DALME – Workflow

From busy archive to database record, the process employed by DALME is codified in a four-step workflow. These steps include the acquisition and cataloguing of inventories, their transcription and annotation, the parsing of their contents and the generation of lexicons for the corresponding language or dialect, and the decoding of these descriptions and their re-encoding into a common ontology, so as to enable them to be compared.

Acquisition and Cataloguing

The DALME DAM showing image collections.

DALME records begin their life in one of two forms: original, unedited archival documents, and published transcriptions or editions of original documents. Processing each variety requires mostly unique steps, although the first step is the same for both: producing digital facsimiles of them. Unedited archival documents are photographed, while published transcriptions are scanned. The resulting images and metadata are loaded into our Digital Asset Management (DAM) system, which serves as a repository from which they can then be linked to the rest DALME infrastructure. The images are then reviewed and pre-processed, eliminating duplicates, cropping and enhancing them if necessary, and, in the case of published sources, performing Optical Character Recognition (OCR) to generate computer readable text. The images are then catalogued and collated into records, for which additional information is now added to the database such as details about the record, dates, locales, persons, foliation, etc.

Transcription and Annotation

The DALME visual editor used to annotate transcriptions.

In this step original documents are transcribed and annotated, following standards typical of the process of producing digital editions. In the case of the published transcriptions, the raw output of the OCR is cleaned and formatted during this stage with the use of purpose-built scripts and regular expressions, and then annotated as well. Annotation consists of encoding aspects of the document using markup. DALME uses a subset of the P5 Guidelines produced by the Text Encoding Initiative (TEI).

Each record moves through a carefully monitored series of steps beginning with ingestion and proceeding to transcription, mark-up, review, and parsing. Records are typically reviewed by a second party and all records are reviewed by team members or collaborators experienced with the DALME standards.

Parsing and Lexicalization

During this step, the text describing objects is tokenized and parsed. A database record is created for each object described in the text and attributes are initially suggested by an algorithm based on whether the terms are understood or not (that is, whether they are in the lexicon associated with the language of the record). In the lexicon, basic terms are automatically incorporated from language-appropriate dictionaries, and more complex words are forwarded to members of the DALME team for further research.

Tokenization and parsing.

At this point experts with subject knowledge must review the object and attribute records and decide whether the automatic suggestions are correct. Besides correcting the records, this process has the added advantage of training the algorithm, helping to improve the general accuracy of the process overall. Concurrently the experts in our Lexicon Team research the added entries and more obscure literature and develop the entries for those terms.
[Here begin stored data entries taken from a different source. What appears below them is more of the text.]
PR #475, opened 2020-03-05
Check Service is Running Before Reloading

morrismukiri:
Ensure service is started before we can reload it.


gclough:
Seems to be covered by #439, but this is probably a better solution.  @jasonrogena , would you agree?

PR #477, opened 2020-03-27
In some RHEL systems epel-release package is not avaialble

adrianlzt:
Make the install of epel-release optional.
Could be configured by Satellite.


gclough:
@adrianlzt , should we do something like #469 , which simply makes the packages a user definable list?

adrianlzt:
That could work too

Issue #258, opened 2017-08-21
postgis.yml doesn't include yum / RedHat variation


mptardy:

erdenezul:
could I take this?

erdenezul:
To Reproduce this error:
<pre>
$ ansible-playbook tests/playbook.yml -i vagrant-inventory
</pre>
tests/vars.yml
<pre>
---

postgresql_version: 9.6
postgresql_ext_install_postgis: yes
</pre>
VagrantFile:
<pre>
machine.vm.box = "bento/centos-6.6"
</pre>

Error output:
<pre>
TASK [postgresql : include_vars] *********************************************************************************************************************
ok: [anxs.local] => (item=/home/erdenezul/work/postgresql/vars/../vars/empty.yml)

TASK [postgresql : PostgreSQL | Extensions | Make sure the postgis extensions are installed] *********************************************************
failed: [anxs.local] (item=[u'libgeos-c1', u'postgresql-9.6-postgis-2.1', u'postgresql-9.6-postgis-scripts']) => {"changed": false, "cmd": "apt-get update", "item": ["libgeos-c1", "postgresql-9.6-postgis-2.1", "postgresql-9.6-postgis-scripts"], "msg": "[Errno 2] No such file or directory", "rc": 2}
	to retry, use: --limit @/home/erdenezul/work/postgresql/tests/playbook.retry

PLAY RECAP *******************************************************************************************************************************************
anxs.local                 : ok=7    changed=0    unreachable=0    failed=1 
</pre>

PR #479, opened 2020-04-29
Fixing postgis.yml doesn't include yum / RedHat variation #258

justinwrobel:
- Added common yum repo
- Updated postgresql_ext_postgis_deps for RedHat

### DIFF
--- a/defaults/main.yml
+++ b/defaults/main.yml
@@ -41,6 +41,7 @@ postgresql_ext_install_dev_headers: no
 postgresql_ext_install_postgis: no
 
 postgresql_ext_postgis_version: "2.5" # be careful: check whether the postgresql/postgis versions work together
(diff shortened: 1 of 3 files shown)


justinwrobel:
I tested with the following and the playbook completed without any noticeable errors. 

Here is the test scenario and output:

**test/vars.yml**
```
postgresql_ext_install_postgis: yes
```

**Invocation**
```
vagrant up centos.local;
...
PLAY RECAP *********************************************************************
centos7.local              : ok=34   changed=19   unreachable=0    failed=0    skipped=47   rescued=0    ignored=0
```

gclough:
Seems like a good idea @justinwrobel .  Could you rebase it, which should also fire the new CI pipeline?

justinwrobel:
So I've rebased but I'm not sure why these are failing. Following is the error :

> Computed fully qualified role name of postgresql does not follow current galaxy requirements.

Sadly, I don't have a bunch of time for this as I've moved on to another project. If it is something simple I'd be glad to accommodate the change otherwise I can close this MR.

Semantic Decoding and Re–encoding

During this step, objects and attributes are dissociated from their original, explicit form, and re-associated with a generic concept that can assume specific forms depending on context. This is the key aspect of the DALME methodology.

To illustrate this point, let us consider the simple example of an art historian interested in exploring the use of a specific color, known in English as blood red, by using a database of material culture. It goes without saying that no search for blood red would yield results in a collection such as DALME, given the fact that the corresponding color was written in Latin (or vernacular equivalents) such as sanguineus or blodeus. This search would be similarly unproductive in any database of tangible things, such as a collection of museum objects or archaeological artefacts. A museum curator, for example, is likely to have recorded the color as 200C using the Pantone system. The archaeologist, more likely to rely on Munsell chips, would have entered the color as 5R 3/16. In each case, a specific system of classes and rules is being used to produce the linguistic surrogate characteristic of each domain. Crucially, these surrogates are not directly comparable.

The DALME ontology seeks to enable comparison by using and extending existing semantic schemas covering the range of concepts necessary to describe material culture. In the case of colors, we use the Getty Institute’s Art and Architecture Thesaurus (ATT). In our system then, the concept of blood red is assigned a unique identification number (300310722), while specific instances of it (eg. sanguineus, blodeus, Pantone 200C, Munsell 5R 3/16) are associated with it as terms. Thus, asked to search for blood red, our system would first translate the query to its corresponding ID, 300310722, perform a search for it, and return all associated terms. What gives our system added power is that, within the ATT, the concept 300310722 is linked to a complex hierarchy of related concepts. Concept 300310722 (blood red) is, for example, contained by 300311118 (red colors), which is in turn a category of 300131648 (chromatic colours, i.e. not white, black, or grey), and so on. A search for any of those concepts will yield any and all results matching the terms above.